• _What to do_: Search the entries below for the word "thanks" and copy each line that has it.

[Data extracted from a collection]
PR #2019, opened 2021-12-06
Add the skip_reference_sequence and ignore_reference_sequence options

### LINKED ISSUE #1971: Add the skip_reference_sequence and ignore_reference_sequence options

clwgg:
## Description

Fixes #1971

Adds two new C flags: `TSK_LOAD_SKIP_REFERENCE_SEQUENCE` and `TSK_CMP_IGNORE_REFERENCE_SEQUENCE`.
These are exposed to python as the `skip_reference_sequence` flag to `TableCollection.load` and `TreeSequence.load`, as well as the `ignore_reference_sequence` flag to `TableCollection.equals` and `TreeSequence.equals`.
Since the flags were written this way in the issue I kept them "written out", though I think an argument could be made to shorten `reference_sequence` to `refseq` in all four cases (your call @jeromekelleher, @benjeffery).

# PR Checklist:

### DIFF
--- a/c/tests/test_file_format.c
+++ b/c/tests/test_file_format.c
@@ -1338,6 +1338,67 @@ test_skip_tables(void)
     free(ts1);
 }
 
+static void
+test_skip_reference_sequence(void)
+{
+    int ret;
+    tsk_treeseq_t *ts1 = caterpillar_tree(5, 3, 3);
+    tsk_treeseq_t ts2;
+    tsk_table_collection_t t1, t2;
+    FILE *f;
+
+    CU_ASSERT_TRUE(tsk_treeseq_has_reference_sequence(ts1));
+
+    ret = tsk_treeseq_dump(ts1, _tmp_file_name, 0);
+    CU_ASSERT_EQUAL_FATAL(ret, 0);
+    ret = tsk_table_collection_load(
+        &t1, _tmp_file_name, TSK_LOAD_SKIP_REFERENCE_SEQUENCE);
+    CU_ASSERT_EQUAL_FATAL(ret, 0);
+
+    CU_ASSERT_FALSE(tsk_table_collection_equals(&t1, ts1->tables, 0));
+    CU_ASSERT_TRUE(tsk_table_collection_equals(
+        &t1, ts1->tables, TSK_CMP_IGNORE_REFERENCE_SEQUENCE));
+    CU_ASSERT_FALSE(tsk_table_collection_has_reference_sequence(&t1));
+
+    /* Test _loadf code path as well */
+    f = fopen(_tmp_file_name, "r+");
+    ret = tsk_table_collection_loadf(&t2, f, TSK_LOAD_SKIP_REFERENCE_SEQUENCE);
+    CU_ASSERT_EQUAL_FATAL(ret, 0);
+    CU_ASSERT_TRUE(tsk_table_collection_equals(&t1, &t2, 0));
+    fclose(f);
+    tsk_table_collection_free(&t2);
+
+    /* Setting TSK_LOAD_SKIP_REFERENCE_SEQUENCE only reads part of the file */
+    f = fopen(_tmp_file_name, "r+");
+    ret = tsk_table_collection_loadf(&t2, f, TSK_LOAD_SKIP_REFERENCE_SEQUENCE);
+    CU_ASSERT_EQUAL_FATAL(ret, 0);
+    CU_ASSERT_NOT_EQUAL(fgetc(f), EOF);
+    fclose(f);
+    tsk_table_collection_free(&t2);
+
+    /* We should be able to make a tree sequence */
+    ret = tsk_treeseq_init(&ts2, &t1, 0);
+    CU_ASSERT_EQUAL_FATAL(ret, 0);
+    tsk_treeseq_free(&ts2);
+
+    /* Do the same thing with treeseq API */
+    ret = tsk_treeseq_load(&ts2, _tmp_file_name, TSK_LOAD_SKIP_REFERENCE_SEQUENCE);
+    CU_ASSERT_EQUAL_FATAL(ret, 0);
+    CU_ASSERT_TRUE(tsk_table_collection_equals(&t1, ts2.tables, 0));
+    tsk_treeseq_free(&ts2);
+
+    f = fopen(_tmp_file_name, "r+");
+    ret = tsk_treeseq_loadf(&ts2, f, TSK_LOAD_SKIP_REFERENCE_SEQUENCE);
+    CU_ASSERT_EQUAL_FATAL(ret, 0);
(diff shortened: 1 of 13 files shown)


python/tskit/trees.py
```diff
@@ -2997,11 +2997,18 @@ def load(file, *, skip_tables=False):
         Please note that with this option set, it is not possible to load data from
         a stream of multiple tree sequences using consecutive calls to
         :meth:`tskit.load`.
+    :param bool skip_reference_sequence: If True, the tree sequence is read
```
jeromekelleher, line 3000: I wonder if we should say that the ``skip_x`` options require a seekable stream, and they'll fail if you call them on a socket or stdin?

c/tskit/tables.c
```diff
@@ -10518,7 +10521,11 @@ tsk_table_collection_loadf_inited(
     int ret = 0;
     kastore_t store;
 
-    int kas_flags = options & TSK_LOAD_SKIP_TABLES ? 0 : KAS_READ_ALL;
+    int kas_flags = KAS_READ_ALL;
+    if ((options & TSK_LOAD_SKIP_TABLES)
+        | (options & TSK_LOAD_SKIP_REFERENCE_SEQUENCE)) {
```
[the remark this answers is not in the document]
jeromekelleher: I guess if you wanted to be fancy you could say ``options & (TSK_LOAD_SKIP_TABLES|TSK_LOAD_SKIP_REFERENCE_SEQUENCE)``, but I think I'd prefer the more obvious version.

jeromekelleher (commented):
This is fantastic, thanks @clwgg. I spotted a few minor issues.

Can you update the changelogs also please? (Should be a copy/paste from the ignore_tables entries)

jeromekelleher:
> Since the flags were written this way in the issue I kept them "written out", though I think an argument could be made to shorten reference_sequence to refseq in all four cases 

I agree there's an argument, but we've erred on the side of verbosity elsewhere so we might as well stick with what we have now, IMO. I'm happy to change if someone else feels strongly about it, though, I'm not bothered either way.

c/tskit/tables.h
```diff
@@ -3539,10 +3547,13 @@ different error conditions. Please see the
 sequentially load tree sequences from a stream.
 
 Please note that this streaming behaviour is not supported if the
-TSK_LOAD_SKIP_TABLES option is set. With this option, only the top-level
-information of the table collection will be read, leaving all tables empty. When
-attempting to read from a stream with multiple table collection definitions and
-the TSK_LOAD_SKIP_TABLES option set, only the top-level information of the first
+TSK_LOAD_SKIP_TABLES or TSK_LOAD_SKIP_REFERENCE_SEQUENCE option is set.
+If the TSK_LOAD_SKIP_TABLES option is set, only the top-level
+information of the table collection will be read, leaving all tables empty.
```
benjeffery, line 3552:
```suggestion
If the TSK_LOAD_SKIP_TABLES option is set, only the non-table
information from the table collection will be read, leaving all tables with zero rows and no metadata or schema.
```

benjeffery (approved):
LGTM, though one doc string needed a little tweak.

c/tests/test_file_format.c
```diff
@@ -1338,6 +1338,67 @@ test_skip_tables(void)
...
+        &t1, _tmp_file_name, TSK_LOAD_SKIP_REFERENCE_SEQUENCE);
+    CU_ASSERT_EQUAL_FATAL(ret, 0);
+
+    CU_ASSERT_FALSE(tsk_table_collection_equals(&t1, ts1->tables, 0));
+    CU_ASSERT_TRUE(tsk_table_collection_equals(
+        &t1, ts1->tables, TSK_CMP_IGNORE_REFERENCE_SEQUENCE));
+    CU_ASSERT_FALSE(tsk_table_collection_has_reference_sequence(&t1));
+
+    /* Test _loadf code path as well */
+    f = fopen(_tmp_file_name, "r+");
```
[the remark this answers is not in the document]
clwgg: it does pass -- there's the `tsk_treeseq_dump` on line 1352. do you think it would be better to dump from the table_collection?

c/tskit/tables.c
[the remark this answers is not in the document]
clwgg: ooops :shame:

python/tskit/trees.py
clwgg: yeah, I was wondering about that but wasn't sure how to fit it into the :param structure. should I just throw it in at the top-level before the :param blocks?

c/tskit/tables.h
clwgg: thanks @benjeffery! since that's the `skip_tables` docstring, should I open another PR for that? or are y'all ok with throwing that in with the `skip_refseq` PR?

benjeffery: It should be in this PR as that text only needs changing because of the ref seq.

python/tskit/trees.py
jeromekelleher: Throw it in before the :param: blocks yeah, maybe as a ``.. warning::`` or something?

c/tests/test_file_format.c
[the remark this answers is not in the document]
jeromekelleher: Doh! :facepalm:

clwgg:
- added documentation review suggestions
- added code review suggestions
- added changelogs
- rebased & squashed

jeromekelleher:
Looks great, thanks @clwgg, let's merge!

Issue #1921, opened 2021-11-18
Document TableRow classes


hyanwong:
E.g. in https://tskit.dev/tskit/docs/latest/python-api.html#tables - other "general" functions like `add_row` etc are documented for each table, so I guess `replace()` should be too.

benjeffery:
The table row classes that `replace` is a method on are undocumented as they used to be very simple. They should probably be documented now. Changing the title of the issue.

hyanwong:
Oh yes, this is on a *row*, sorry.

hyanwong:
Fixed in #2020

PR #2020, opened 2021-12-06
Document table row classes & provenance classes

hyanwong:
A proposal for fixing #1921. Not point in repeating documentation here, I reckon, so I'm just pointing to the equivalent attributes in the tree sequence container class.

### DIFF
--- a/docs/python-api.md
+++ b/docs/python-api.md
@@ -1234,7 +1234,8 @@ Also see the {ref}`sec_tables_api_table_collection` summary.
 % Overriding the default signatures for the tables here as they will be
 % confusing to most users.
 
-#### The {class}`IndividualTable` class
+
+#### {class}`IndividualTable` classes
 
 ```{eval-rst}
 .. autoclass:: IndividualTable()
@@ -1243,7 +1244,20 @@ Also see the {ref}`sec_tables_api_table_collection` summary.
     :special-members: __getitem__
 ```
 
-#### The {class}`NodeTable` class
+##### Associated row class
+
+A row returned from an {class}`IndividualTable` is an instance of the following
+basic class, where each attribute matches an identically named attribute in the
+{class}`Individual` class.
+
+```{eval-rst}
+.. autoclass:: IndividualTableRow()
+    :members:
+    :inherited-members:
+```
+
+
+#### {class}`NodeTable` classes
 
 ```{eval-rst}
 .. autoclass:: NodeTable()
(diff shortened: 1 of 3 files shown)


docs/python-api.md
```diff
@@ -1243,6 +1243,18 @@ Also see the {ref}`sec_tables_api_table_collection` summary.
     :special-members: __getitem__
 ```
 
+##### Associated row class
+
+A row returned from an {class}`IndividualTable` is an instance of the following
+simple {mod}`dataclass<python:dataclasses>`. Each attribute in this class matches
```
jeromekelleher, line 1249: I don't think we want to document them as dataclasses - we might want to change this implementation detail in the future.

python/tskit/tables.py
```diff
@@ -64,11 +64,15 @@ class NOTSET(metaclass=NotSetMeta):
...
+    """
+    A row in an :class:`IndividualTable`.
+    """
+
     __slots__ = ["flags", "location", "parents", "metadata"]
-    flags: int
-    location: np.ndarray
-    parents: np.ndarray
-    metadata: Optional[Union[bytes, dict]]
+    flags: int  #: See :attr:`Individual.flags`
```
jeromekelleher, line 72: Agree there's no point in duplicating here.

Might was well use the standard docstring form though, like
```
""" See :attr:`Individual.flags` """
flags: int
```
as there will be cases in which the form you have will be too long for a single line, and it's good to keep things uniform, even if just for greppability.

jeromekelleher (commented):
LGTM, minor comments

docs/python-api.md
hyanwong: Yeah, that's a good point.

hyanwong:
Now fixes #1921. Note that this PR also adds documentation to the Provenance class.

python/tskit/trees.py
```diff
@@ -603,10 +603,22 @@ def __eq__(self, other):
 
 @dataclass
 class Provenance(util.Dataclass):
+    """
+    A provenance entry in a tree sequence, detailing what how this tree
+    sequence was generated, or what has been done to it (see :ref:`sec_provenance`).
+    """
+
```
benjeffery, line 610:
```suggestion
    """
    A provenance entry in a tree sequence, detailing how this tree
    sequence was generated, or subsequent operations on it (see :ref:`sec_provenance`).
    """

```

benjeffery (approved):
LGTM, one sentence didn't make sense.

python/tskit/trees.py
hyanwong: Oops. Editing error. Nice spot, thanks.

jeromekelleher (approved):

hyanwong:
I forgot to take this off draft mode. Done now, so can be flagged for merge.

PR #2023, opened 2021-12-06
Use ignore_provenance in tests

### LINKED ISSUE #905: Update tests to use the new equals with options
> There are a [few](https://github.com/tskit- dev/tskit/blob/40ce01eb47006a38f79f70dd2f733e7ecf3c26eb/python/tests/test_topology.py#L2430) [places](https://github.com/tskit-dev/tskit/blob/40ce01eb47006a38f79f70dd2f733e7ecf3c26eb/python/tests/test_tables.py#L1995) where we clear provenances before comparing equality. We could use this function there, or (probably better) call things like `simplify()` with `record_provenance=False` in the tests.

• _Result_:
This is fantastic, thanks @clwgg. I spotted a few minor issues.
clwgg: thanks @benjeffery! since that's the `skip_tables` docstring, should I open another PR for that? or are y'all ok with throwing that in with the `skip_refseq` PR?
Looks great, thanks @clwgg, let's merge!
hyanwong: Oops. Editing error. Nice spot, thanks.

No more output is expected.